Roles of Caspases in Necrotic Cell Death

Abstract

Caspases were originally identified as important mediators of inflammatory response and apoptosis. Recent discoveries, however, have unveiled their roles in mediating and suppressing two regulated forms of necrotic cell death, termed pyroptosis and necroptosis, respectively. These recent advances have significantly expanded our understanding of the roles of caspases in regulating development, adult homeostasis, and host defense response.
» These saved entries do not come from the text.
PR #151484, opened 2025-04-16
Add torch.cuda._compile_kernel()

msaroufim:
Followup work on top https://github.com/pytorch/pytorch/pull/149480

Wrapper on top of nvrtc inspired by https://gist.github.com/malfet/2c9a25976dd7396430c38af603f791da from @malfet

Compiling toy kernels with this setup takes 0.01s vs 90s using `load_inline()` on my local H100. This was primarily motivated by the timeouts I was seeing in the popcorn leaderboard but would also be useful to integrate into KernelBench

This PR is in the same spirit as https://github.com/pytorch/pytorch/pull/148972 which was a similar UX for Metal

For now we are planning on landing this as a private function because we expect to iterate both on the user facing API and the internals implementation, will open up a seperate issue to discuss the path towards making this work public and give a broader overview of the state of custom cuda kernel authoring in PyTorch

cc @ptrblck @eqy @jerryzh168

Future work, as a prereq to making the work public
* divup primitive
* support multiple kernels
* Expose _get_nvrtc_version from native code
* interop with torch.compile
* AMD support

PR #162510, opened 2025-09-09
[ROCm] Support torch.cuda._compile_kernel

jammm:
Supports `torch.cuda._compile_kernel` on ROCm. Related to https://github.com/pytorch/pytorch/pull/151484
Tested on Windows with gfx1201. Testing on Linux pending.

### DIFF
--- a/test/test_cuda.py
+++ b/test/test_cuda.py
@@ -6734,7 +6734,6 @@ class TestCudaAutocast(TestAutocast):
     os.environ.get("USE_LEGACY_DRIVER", None) == "1", "Doesn't work with older driver"
 )
 class TestCompileKernel(TestCase):
-    @unittest.skipIf(TEST_WITH_ROCM, "ROCM does not support nvrtc")
     @unittest.skipIf(not TEST_CUDA, "No CUDA")
     def test_compile_kernel(self):
         # Simple vector addition kernel
@@ -6844,7 +6843,6 @@ class TestCompileKernel(TestCase):
         with self.assertRaises(RuntimeError):
             _compile_kernel(invalid_kernel_source, "invalid_kernel")
 
-    @unittest.skipIf(TEST_WITH_ROCM, "ROCM does not support nvrtc")
     @unittest.skipIf(not TEST_CUDA, "No CUDA")
     def test_compile_kernel_large_shared_memory(self):
         kernel_source = """
@@ -6902,14 +6900,20 @@ class TestCompileKernel(TestCase):
         self.assertEqual(output_data.cpu(), expected)
 
         # Test error handling with more than supported shared memory size
-        max_smem = get_device_properties().shared_memory_per_block_optin
+        if torch.version.hip:
+            max_smem = (
+                65536
+                if get_device_properties().gcnArchName not in ["gfx950"]
+                else 160 * 1024
+            )
+        else:
+            max_smem = get_device_properties().shared_memory_per_block_optin
         excessive_shared_mem = max_smem * 2
 
         with self.assertRaises(RuntimeError):
             kernel.set_shared_memory_config(excessive_shared_mem)
 
     @tf32_on_and_off(0.005)
-    @unittest.skipIf(TEST_WITH_ROCM, "ROCM does not support nvrtc")
     @unittest.skipIf(not TEST_CUDA, "No CUDA")
     def test_compile_kernel_advanced(self):
         # Test matrix multiplication
@@ -6960,7 +6964,10 @@ class TestCompileKernel(TestCase):
 
         # Test with different compute capability if specified
         device_props = torch.cuda.get_device_properties(torch.cuda.current_device())
-        compute_cap = f"{device_props.major}{device_props.minor}"
+        if not torch.version.hip:
+            compute_cap = f"{device_props.major}{device_props.minor}"
+        else:
+            compute_cap = f"{device_props.gcnArchName}"
 
         # Recompile with explicit compute capability
         matmul_kernel_explicit = _compile_kernel(
@@ -6979,7 +6986,6 @@ class TestCompileKernel(TestCase):
         # Verify results
         self.assertEqual(C_explicit, expected)
 
-    @unittest.skipIf(TEST_WITH_ROCM, "ROCM does not support nvrtc")
     @unittest.skipIf(not TEST_CUDA, "No CUDA")
     def test_compile_kernel_as_custom_op(self):
         # Define a simple vector addition kernel
@@ -7039,7 +7045,6 @@ class TestCompileKernel(TestCase):
         expected = a + b
         torch.testing.assert_close(result, expected, rtol=1e-5, atol=1e-5)
 
-    @unittest.skipIf(TEST_WITH_ROCM, "ROCM does not support nvrtc")
     @unittest.skipIf(not TEST_CUDA, "No CUDA")
     def test_compile_kernel_custom_op_validation(self):
         kernel_source = """
@@ -7087,7 +7092,6 @@ class TestCompileKernel(TestCase):
         expected = input_data + scalar_val
         torch.testing.assert_close(result, expected, rtol=1e-5, atol=1e-5)
 
-    @unittest.skipIf(TEST_WITH_ROCM, "ROCM does not support nvrtc")
     @unittest.skipIf(not TEST_CUDA, "No CUDA")
     def test_compile_kernel_double_precision(self):
         """Test that Python floats are correctly handled as doubles in kernels."""
@@ -7122,12 +7126,13 @@ class TestCompileKernel(TestCase):
         )
         torch.testing.assert_close(output, expected, rtol=1e-14, atol=1e-14)
 
-    @unittest.skipIf(TEST_WITH_ROCM, "ROCM does not support nvrtc")
     @unittest.skipIf(not TEST_CUDA, "No CUDA")
     def test_compile_kernel_cuda_headers(self):
         """Test that kernels can include and use CUDA headers like cuda_fp16.h."""
         kernel_source = """
+        #ifndef __HIPCC__
         #include <cuda_fp16.h>
+        #endif
 
         extern "C"
         __global__ void half_precision_kernel(__half* output, double input_value, int n) {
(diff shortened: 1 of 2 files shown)


jammm:
cc @msaroufim (sorry for tagging you to the wrong PR earlier!)

msaroufim:
Oh damn very cool! Add some tests and lmk when you need a review

jammm:
> Oh damn very cool! Add (unskip) some tests and lmk when you need a review

Sure! I think simply removing the `@unittest.skipIf(TEST_WITH_ROCM, "ROCM does not support nvrtc")` line should work. How does one usually run those tests?

jammm:
@msaroufim should be ready for review

torch/cuda/_utils.py
```diff
@@ -305,7 +353,7 @@ def _cuda_load_module(
     libcuda = _get_cuda_library()
 
     # Convert PTX to bytes if it's a string
-    if isinstance(ptx, str):
+    if isinstance(ptx, str) and not torch.version.hip:
```
mycpuorg: curious, no need to properly encode here?

torch/cuda/_utils.py
```diff
@@ -159,7 +208,7 @@ def check_nvrtc(result: int) -> None:
     check_nvrtc(libnvrtc.nvrtcGetPTX(prog, ptx))
     libnvrtc.nvrtcDestroyProgram(ctypes.byref(prog))
 
-    return ptx.value
+    return ptx.value if not torch.version.hip else ptx.raw[:ptx_size.value]
```
mycpuorg: nit: this is a bit hard to read, prefer not sure if its a pytorch convention to keep it in cur form?
```python
return ptx.raw if hip else ptx.value
```

mycpuorg (approved):
a couple of nits but looks good.

torch/cuda/_utils.py
jammm: we don't have human readable test so thought it wasn't necessary. But can add it back if needed.

torch/cuda/_utils.py
jammm: Changed it to `return ptx.raw if torch.version.hip else ptx.value.` Would this be okay?

torch/cuda/_utils.py
mycpuorg: I see... let's test this and see what a sample string looks like.

jammm: s/test/text (from my previous comment)

jammm: seems to work fine after undoing this change. Pushed !

torch/cuda/_utils.py
```diff
@@ -159,7 +208,7 @@ def check_nvrtc(result: int) -> None:
     check_nvrtc(libnvrtc.nvrtcGetPTX(prog, ptx))
     libnvrtc.nvrtcDestroyProgram(ctypes.byref(prog))
 
-    return ptx.value
+    return ptx.raw if torch.version.hip else ptx.value
```
jammm, line 242: This was done because hipRTC generates raw CO binaries instead of PTX, and for some reason `.value` causes the string to be truncated, likely due to the presence of `\0` in the string. So we use `.raw` instead.

torch/cuda/_utils.py
```diff
@@ -30,13 +47,35 @@ def _check_cuda(result: int) -> None:
...
+    else:
+        lib = ctypes.CDLL("libhiprtc.so")
+
+    # Provide aliases for HIP RTC functions to match NVRTC API
+    lib.nvrtcGetErrorString = lib.hiprtcGetErrorString
+    lib.nvrtcCreateProgram = lib.hiprtcCreateProgram
+    lib.nvrtcDestroyProgram = lib.hiprtcDestroyProgram
+    lib.nvrtcCompileProgram = lib.hiprtcCompileProgram
+    lib.nvrtcGetPTXSize = lib.hiprtcGetCodeSize
+    lib.nvrtcGetPTX = lib.hiprtcGetCode
```
jammm: Note the alias to `GetCode/GetCodeSize` instead of `GetPTX/GetPTXSize` as HIP doesn't support PTX.

torch/cuda/_utils.py
msaroufim: Let's add this comment to code directly?

torch/cuda/_utils.py
```diff
@@ -98,11 +137,17 @@ def check_nvrtc(result: int) -> None:
     # Get compute capability if not provided
     if compute_capability is None:
         props = torch.cuda.get_device_properties(torch.cuda.current_device())
-        compute_capability = f"{props.major}{props.minor}"
+        if not torch.version.hip:
```
msaroufim: can we reverse the negation logic? `if torch.version.hip` - should be slightly easier to read. Same feedback for most of the negations

torch/cuda/_utils.py
```diff
@@ -10,11 +10,28 @@
 
 # Load CUDA driver and NVRTC
 def _get_cuda_library() -> ctypes.CDLL:
```
msaroufim: Let's refactor into a standalone `_get_gpu_runtime_library()` which calls into either hip or cuda

test/test_cuda.py
```diff
@@ -6896,7 +6895,10 @@ def test_compile_kernel_advanced(self):
 
         # Test with different compute capability if specified
         device_props = torch.cuda.get_device_properties(torch.cuda.current_device())
-        compute_cap = f"{device_props.major}{device_props.minor}"
+        if not torch.version.hip:
+            compute_cap = f"{device_props.major}{device_props.minor}"
+        else:
+            compute_cap = f"{device_props.gcnArchName}"
```
msaroufim, line 6970: is this always a string and do we want the whole one?


Claude says these are all valid

```
  It's a string that can have formats like:
  - Simple: "gfx942", "gfx950", "gfx1100"
  - Complex with features: "gfx90a:sramecc+:xnack-" (architecture with feature flags)
```

msaroufim (changes requested):
A few minor pieces of feedback in addition please look into 
1. Lint
2. Share some benchmark of difference in compilation time relative to load_inline on some toy problems

test/test_cuda.py
jammm: yea we should ideally have the whole one. I don't know if it'll include all the feature flags though.

jammm:
Test run:
```
(venv) PS D:\b\test> python .\test_cuda.py --use-pytest -k "TestCompileKernel" --verbose
================================================================================================================================== test session starts ===================================================================================================================================
platform win32 -- Python 3.12.10, pytest-8.4.1, pluggy-1.6.0 -- D:\jam\venv\Scripts\python.exe
cachedir: .pytest_cache
hypothesis profile 'dev' -> database=None, max_examples=10, suppress_health_check=[HealthCheck.too_slow]
rootdir: D:\b
configfile: pytest.ini
plugins: hypothesis-5.35.1, typeguard-4.3.0
collected 274 items / 270 deselected / 4 selected
Running 4 items in this shard

test_cuda.py::TestCompileKernel::test_compile_kernel PASSED [0.6563s]                                                                                                                                                                                                               [ 25%]
test_cuda.py::TestCompileKernel::test_compile_kernel_advanced PASSED [0.3140s]                                                                                                                                                                                                      [ 50%]
test_cuda.py::TestCompileKernel::test_compile_kernel_as_custom_op PASSED [0.1265s]                                                                                                                                                                                                  [ 75%]
test_cuda.py::TestCompileKernel::test_compile_kernel_custom_op_validation PASSED [0.7426s]                                                                                                                                                                                          [100%]

=========================================================================================================================== 4 passed, 270 deselected in 1.89s ============================================================================================================================
```

As for performance, I compared the `matrix_multiply` kernel with _compile_kernel vs. load_inline (which I had to fix for Windows https://github.com/pytorch/pytorch/pull/162577) and the result on my zen5 machine is ~17 seconds vs. 0.3 seconds on the initial compilation times.

test/test_cuda.py
```diff
@@ -7122,12 +7122,13 @@ def test_compile_kernel_double_precision(self):
         )
         torch.testing.assert_close(output, expected, rtol=1e-14, atol=1e-14)
 
-    @unittest.skipIf(TEST_WITH_ROCM, "ROCM does not support nvrtc")
     @unittest.skipIf(not TEST_CUDA, "No CUDA")
     def test_compile_kernel_cuda_headers(self):
         """Test that kernels can include and use CUDA headers like cuda_fp16.h."""
         kernel_source = """
+        #ifndef __HIPCC__
```
jammm, line 7133: @msaroufim I think we can add a HIPIFY pass before compilation (which is what `load_inline` does) to avoid changes like this, but that can be done as a followup for later, as I have ran out of bandwidth to focus on this at the moment.

msaroufim: It's not too bad, we can just keep this

torch/cuda/_utils.py
```diff
@@ -9,43 +9,76 @@
...
+        lib.nvrtcCreateProgram = lib.hiprtcCreateProgram
+        lib.nvrtcDestroyProgram = lib.hiprtcDestroyProgram
+        lib.nvrtcCompileProgram = lib.hiprtcCompileProgram
+        lib.nvrtcGetPTXSize = lib.hiprtcGetCodeSize
+        lib.nvrtcGetPTX = lib.hiprtcGetCode
+        lib.nvrtcGetProgramLogSize = lib.hiprtcGetProgramLogSize
+        lib.nvrtcGetProgramLog = lib.hiprtcGetProgramLog
+        return lib
 
+    else:
```
msaroufim, line 83: what i had in mind was more 2 seperate functions one for hip and and one for cuda and then

```python
def get_gpu_lib():
  if torch.version.hip:
	get_hip_gpu_lib()
  else:
    get_cuda_gpu_lib()
```

Cause getting the discovery right is kind of annoying and something I'm iterating on here https://github.com/pytorch/pytorch/pull/162691 so ideally want the vendor specific discovery in seperate functions cause I expect these when made correct will be quite long

msaroufim (approved):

Figure 1. Pyroptosis induction by noncanonical and canonical inflammasomes

Toll-like receptors (TLRs) and/or interferons (IFNs)-mediated priming upregulate the expression of guanylate binding proteins (GBPs) critical for bacterial vacuole lysis and/or pattern-associated molecular patterns (PAMPs, including LPS and bacterial DNA) exposure, sensors (NLRP3, caspase-11) and cytokine precursor (pro-IL-1β). Of note, MyD88 and TRIF-dependent signaling downstream of TLRs can alternatively prime NLRP3 in a transcription-independent manner. Upon detection of their respective agonists, NLRP3, NLRC4, NLRP1b, AIM2 and pyrin assemble canonical inflammasomes containing adaptor ASC and leading to the activation of caspase-1 that controls the maturation of pro-cytokines (pro-IL-1β and pro-IL-18) and pyroptosis through the cleavage of GSDMD among other mechanisms. LPS of some Gram-negative bacteria enter the cytosol through outer membrane vesicles (OMVs) or at the surface of cytosolic bacteria. Cytosolic LPS binds caspase-11 and triggers the oligomerization of the noncanonical inflammasome; Caspase-11 controls pyroptosis through the cleavage of GSDMD and pannexin-1. Pannexin-1-mediated release of ATP triggers the opening of P2X7-dependent pores, while GSDMD N-terminal fragments directly assemble to form pores. Membrane disruption leads to pyroptosis lytic cell death releasing alarmins and proinflammatory cytokines. It should be noted that IL-1β secretion can occur independently of cell lysis. Non-canonical inflammasome also controls caspase-1 activation mediated by the NLRP3 canonical inflammasome through pannexin-1 and GSDMD cleavages in a cell intrinsic manner involving K⁺ efflux. (Green: priming; blue: activation; purple: effector mechanisms.)

Figure 2. Caspase-8 regulates cell survival, apoptosis, and necroptosis

TNF ligation with the TNFR1 receptor induces pro-caspase-8 recruitment to the activated TNFR1 signaling complex-I via FADD. Pro-caspase-8 cleavage and activation results in an active caspase-8, which limits complex-I activity by cleaving RIPK1. c-FLIP_S inhibits caspase-8 activity, whereas c-FLIP_L can partially promote it. In complex-I, RIPK1 is ubiquitinated by cIAP1/2, TRAF2 and the LUBAC complex, resulting in K63-linked and M1-linked chains, respectively. IKKα/β/NEMO and TAK1/TAB2/3 kinase complexes are recruited to ubiquitinated RIPK1 and activated, inducing degradation of IκB and subsequent NFκB pathway activation, which results in expression of cytokines and A20. The latter inhibits RIPK1 and forms a negative feedback. RIPK1 is deubiquitinated by CYLD and A20 in complex-I to promote formation of complex-II. Caspase-8 cleaves CYLD and RIPK1 to inhibit complex-II formation. Canonical complex-IIa is formed independent of RIPK1 kinase activity, where FADD and caspase-8 are recruited to RIPK1. RIPK1-dependent apoptosis (RDA) complex-IIa forms downstream of RIPK1 kinase activity and is negatively influenced by IKKα/β/NEMO and TAK1/TAB2/3 kinase complexes. Both the canonical and RDA complex-IIa promote activation of caspase-8/caspase3/7 cascade and execution of apoptotic cell death. Under the conditions of caspase-8 inhibition, complex-IIb/necrosome is formed, to which RIPK3 is recruited downstream of RIPK1 kinase activity. Complex-IIb/necrosome results in phosphorylation of MLKL and execution of necrotic cell death. RIPK1 inhibitor Nec-1 inhibits both RDA complex-IIa and complex-IIb/necrosome. Activated RIPK1 is marked with *.